Exercise:
A faithful copy is needed. Set down all of the data below exactly.

Material supplied Start Marker

PR #1686, opened 2026-08-24
fix: CC preamble omittedCount should ignore empty sanitized addresses

### LINKED ISSUE #464: CC preamble omittedCount overcounts when recipient addresses sanitize to empty string
## Summary

> **Location updated (2026-07-01):** this code moved out of `dispatcher.ts` during a refactor. It now lives in `buildCcPreamble()` at `src/dispatch/email-metadata.ts:132`. The bug is unchanged — it came along with the move.

In `src/dispatch/email-metadata.ts` (`buildCcPreamble`, ~line 126-132):

```typescript
const sanitizedRecipients = meta.primaryRecipientEmails
  .map((addr) => sanitizeEmailField(addr))
  .filter((addr) => addr.length > 0)
  .slice(0, MAX_RECIPIENTS_IN_PREAMBLE);

const omittedCount = Math.max(0, meta.primaryRecipientEmails.length - sanitizedRecipients.length);
```

`sanitizedRecipients` is built with `.filter((addr) => addr.length > 0)` (and then `.slice(0, MAX_RECIPIENTS_IN_PREAMBLE)`), which discards addresses that collapse to empty after stripping. These are **rejected/malformed** addresses — not legitimate recipients that couldn't fit due to the `MAX_RECIPIENTS_IN_PREAMBLE` cap. The current formula subtracts the filtered-and-capped list from the raw `primaryRecipientEmails.length`, conflating the two.

If any address sanitizes to empty, the `+N more` suffix shown to the coordinator implies N real recipients weren't displayed. This could cause the coordinator to misread the thread's recipient list (e.g. believing the email has more participants than it does).

Identified during review of PR #462.

## Example

- 3 addresses in `To:` field: `alice@example.com`, `<<<injection>>>` (sanitizes to empty), `bob@example.com`
- `sanitizedRecipients` = `["alice@example.com", "bob@example.com"]` (2 entries)
- `omittedCount` = 3 − 2 = 1
- Preamble shows: `alice@example.com, bob@example.com, +1 more`
- The coordinator sees a third recipient that doesn't exist

## Fix

Track filtered-out (sanitized-to-empty) addresses separately from addresses dropped by the cap — split the filter step from the slice step:

```typescript
const sanitizedAll = meta.primaryRecipientEmails
  .map((addr) => sanitizeEmailField(addr))
  .filter((addr) => addr.length > 0);
const sanitizedRecipients = sanitizedAll.slice(0, MAX_RECIPIENTS_IN_PREAMBLE);
const omittedCount = Math.max(0, sanitizedAll.length - sanitizedRecipients.length);
```

## Acceptance criteria

- [ ] `omittedCount` reflects only addresses dropped by the `MAX_RECIPIENTS_IN_PREAMBLE` cap, not addresses that sanitized to empty
- [ ] Addresses that sanitize to empty are silently discarded (or logged at debug/warn) — they do not inflate `omittedCount`
- [ ] Unit test: 12 addresses where 2 sanitize to empty and 10 are valid — preamble shows 10 addresses with no `+N more` suffix
- [ ] Unit test: 11 valid addresses (none sanitize to empty) — preamble shows 10 with `+1 more`

VedantMadane:
## Summary

CC preamble omittedCount should ignore empty sanitized addresses

## Changes

- omittedCount only counts cap-truncated valid recipients, not empty sanitizations

Fixes #464

### DIFF
--- a/src/dispatch/email-metadata.ts
+++ b/src/dispatch/email-metadata.ts
@@ -131,13 +131,14 @@ export function buildCcPreamble(
   // from the Nylas To-field (attacker-controlled) and is injected into
   // taskContent after the injection scanner has already run on payload.content.
   // Without sanitization a crafted address could bypass Layer 1.
-  const sanitizedRecipients = meta.primaryRecipientEmails
+  const nonEmptyRecipients = meta.primaryRecipientEmails
     .map((addr) => sanitizeEmailField(addr))
-    .filter((addr) => addr.length > 0)
-    .slice(0, MAX_RECIPIENTS_IN_PREAMBLE);
+    .filter((addr) => addr.length > 0);
+  const sanitizedRecipients = nonEmptyRecipients.slice(0, MAX_RECIPIENTS_IN_PREAMBLE);
 
-  // Count items dropped by the empty-string filter or by the 10-item cap.
-  const omittedCount = Math.max(0, meta.primaryRecipientEmails.length - sanitizedRecipients.length);
+  // Only count valid addresses omitted by the display cap — empty/sanitized-away
+  // addresses must not inflate "+N more".
+  const omittedCount = Math.max(0, nonEmptyRecipients.length - sanitizedRecipients.length);
 
   // Only append "+N more" when there are named recipients to precede it —
   // "unknown recipients, +3 more" is misleading when every address was stripped.
--- a/tests/unit/dispatch/email-metadata.test.ts
+++ b/tests/unit/dispatch/email-metadata.test.ts
@@ -191,8 +191,8 @@ describe('buildCcPreamble', () => {
     expect(result).not.toContain('+');
   });
 
-  it('counts filtered-out (empty-after-sanitize) recipients in the omitted total', () => {
-    // '\n\r' sanitizes to empty and should be counted as omitted
+  it('does not count filtered-out (empty-after-sanitize) recipients in the omitted total', () => {
+    // '\n\r' sanitizes to empty and should not be counted as omitted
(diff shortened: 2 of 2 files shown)


josephfung (changes requested):
Thanks for picking this up, the logic is right 👍 

CI's red though: `tests/unit/dispatch/email-metadata.test.ts:181` asserts the old buggy behavior (expects +1 more). That test came in with #462 (same review that found this bug) so it basically encoded the bug as intent. In this PR please flip it rather than delete it: same inputs, expect alice@example.com with no +.

Also need the two tests from the acceptance criteria in #464:

- 12 addresses, 2 sanitize to empty, 10 valid → 10 shown, no +N more
- 11 valid → 10 shown with +1 more

The first one is the actual regression guard.

If you rebase on main while you're in there and it should go green. Thanks!

VedantMadane:
Hi @josephfung,

Thank you for the review!
- Rebased on upstream/main.
- Flipped the assertion in 	ests/unit/dispatch/email-metadata.test.ts so that empty/sanitized recipients do not increment the omitted count (expecting lice@example.com without +).
- Added the regression test for 12 recipients (2 empty, 10 valid) expecting 10 shown with no +N more.
- Added the test for 11 valid recipients expecting 10 shown with +1 more.
- Verified all 38 unit tests pass cleanly.

Ready for review!

josephfung (approved):
Thx! Test flipped rather than deleted, both ACs from #464 covered, CI green. Thanks for the rebase 🙏 Approving.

Material supplied End Marker

Problem solution:
PR #1686, opened 2026-08-24
fix: CC preamble omittedCount should ignore empty sanitized addresses

### LINKED ISSUE #464: CC preamble omittedCount overcounts when recipient addresses sanitize to empty string
## Summary

> **Location updated (2026-07-01):** this code moved out of `dispatcher.ts` during a refactor. It now lives in `buildCcPreamble()` at `src/dispatch/email-metadata.ts:132`. The bug is unchanged — it came along with the move.

In `src/dispatch/email-metadata.ts` (`buildCcPreamble`, ~line 126-132):

```typescript
const sanitizedRecipients = meta.primaryRecipientEmails
  .map((addr) => sanitizeEmailField(addr))
  .filter((addr) => addr.length > 0)
  .slice(0, MAX_RECIPIENTS_IN_PREAMBLE);

const omittedCount = Math.max(0, meta.primaryRecipientEmails.length - sanitizedRecipients.length);
```

`sanitizedRecipients` is built with `.filter((addr) => addr.length > 0)` (and then `.slice(0, MAX_RECIPIENTS_IN_PREAMBLE)`), which discards addresses that collapse to empty after stripping. These are **rejected/malformed** addresses — not legitimate recipients that couldn't fit due to the `MAX_RECIPIENTS_IN_PREAMBLE` cap. The current formula subtracts the filtered-and-capped list from the raw `primaryRecipientEmails.length`, conflating the two.

If any address sanitizes to empty, the `+N more` suffix shown to the coordinator implies N real recipients weren't displayed. This could cause the coordinator to misread the thread's recipient list (e.g. believing the email has more participants than it does).

Identified during review of PR #462.

## Example

- 3 addresses in `To:` field: `alice@example.com`, `<<<injection>>>` (sanitizes to empty), `bob@example.com`
- `sanitizedRecipients` = `["alice@example.com", "bob@example.com"]` (2 entries)
- `omittedCount` = 3 − 2 = 1
- Preamble shows: `alice@example.com, bob@example.com, +1 more`
- The coordinator sees a third recipient that doesn't exist

## Fix

Track filtered-out (sanitized-to-empty) addresses separately from addresses dropped by the cap — split the filter step from the slice step:

```typescript
const sanitizedAll = meta.primaryRecipientEmails
  .map((addr) => sanitizeEmailField(addr))
  .filter((addr) => addr.length > 0);
const sanitizedRecipients = sanitizedAll.slice(0, MAX_RECIPIENTS_IN_PREAMBLE);
const omittedCount = Math.max(0, sanitizedAll.length - sanitizedRecipients.length);
```

## Acceptance criteria

- [ ] `omittedCount` reflects only addresses dropped by the `MAX_RECIPIENTS_IN_PREAMBLE` cap, not addresses that sanitized to empty
- [ ] Addresses that sanitize to empty are silently discarded (or logged at debug/warn) — they do not inflate `omittedCount`
- [ ] Unit test: 12 addresses where 2 sanitize to empty and 10 are valid — preamble shows 10 addresses with no `+N more` suffix
- [ ] Unit test: 11 valid addresses (none sanitize to empty) — preamble shows 10 with `+1 more`

VedantMadane:
## Summary

CC preamble omittedCount should ignore empty sanitized addresses

## Changes

- omittedCount only counts cap-truncated valid recipients, not empty sanitizations

Fixes #464

### DIFF
--- a/src/dispatch/email-metadata.ts
+++ b/src/dispatch/email-metadata.ts
@@ -131,13 +131,14 @@ export function buildCcPreamble(
   // from the Nylas To-field (attacker-controlled) and is injected into
   // taskContent after the injection scanner has already run on payload.content.
   // Without sanitization a crafted address could bypass Layer 1.
-  const sanitizedRecipients = meta.primaryRecipientEmails
+  const nonEmptyRecipients = meta.primaryRecipientEmails
     .map((addr) => sanitizeEmailField(addr))
-    .filter((addr) => addr.length > 0)
-    .slice(0, MAX_RECIPIENTS_IN_PREAMBLE);
+    .filter((addr) => addr.length > 0);
+  const sanitizedRecipients = nonEmptyRecipients.slice(0, MAX_RECIPIENTS_IN_PREAMBLE);
 
-  // Count items dropped by the empty-string filter or by the 10-item cap.
-  const omittedCount = Math.max(0, meta.primaryRecipientEmails.length - sanitizedRecipients.length);
+  // Only count valid addresses omitted by the display cap — empty/sanitized-away
+  // addresses must not inflate "+N more".
+  const omittedCount = Math.max(0, nonEmptyRecipients.length - sanitizedRecipients.length);
 
   // Only append "+N more" when there are named recipients to precede it —
   // "unknown recipients, +3 more" is misleading when every address was stripped.
--- a/tests/unit/dispatch/email-metadata.test.ts
+++ b/tests/unit/dispatch/email-metadata.test.ts
@@ -191,8 +191,8 @@ describe('buildCcPreamble', () => {
     expect(result).not.toContain('+');
   });
 
-  it('counts filtered-out (empty-after-sanitize) recipients in the omitted total', () => {
-    // '\n\r' sanitizes to empty and should be counted as omitted
+  it('does not count filtered-out (empty-after-sanitize) recipients in the omitted total', () => {
+    // '\n\r' sanitizes to empty and should not be counted as omitted
(diff shortened: 2 of 2 files shown)


josephfung (changes requested):
Thanks for picking this up, the logic is right 👍 

CI's red though: `tests/unit/dispatch/email-metadata.test.ts:181` asserts the old buggy behavior (expects +1 more). That test came in with #462 (same review that found this bug) so it basically encoded the bug as intent. In this PR please flip it rather than delete it: same inputs, expect alice@example.com with no +.

Also need the two tests from the acceptance criteria in #464:

- 12 addresses, 2 sanitize to empty, 10 valid → 10 shown, no +N more
- 11 valid → 10 shown with +1 more

The first one is the actual regression guard.

If you rebase on main while you're in there and it should go green. Thanks!

VedantMadane:
Hi @josephfung,

Thank you for the review!
- Rebased on upstream/main.
- Flipped the assertion in 	ests/unit/dispatch/email-metadata.test.ts so that empty/sanitized recipients do not increment the omitted count (expecting lice@example.com without +).
- Added the regression test for 12 recipients (2 empty, 10 valid) expecting 10 shown with no +N more.
- Added the test for 11 valid recipients expecting 10 shown with +1 more.
- Verified all 38 unit tests pass cleanly.

Ready for review!

josephfung (approved):
Thx! Test flipped rather than deleted, both ACs from #464 covered, CI green. Thanks for the rebase 🙏 Approving.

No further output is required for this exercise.